## Your assignment:
Begin with the line that has "to the extension.". Give it and every line after it again, exactly, through the end of the entries below.
^^^^^^^^^^^^^^^^
PR #40, opened 2021-03-04
H3 module

Algunenano:
What this does:
* Bring the H3 module to the extension.
* Includes a script to download and keep h3.min.js synchronized if necessary.
* BigQuery integration and tests.
* Reference docs

What this doesn't do:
^^^^^^^^^^^^^^^^
## Result of the task:
* Bring the H3 module to the extension.
* Includes a script to download and keep h3.min.js synchronized if necessary.
* BigQuery integration and tests.
* Reference docs

What this doesn't do:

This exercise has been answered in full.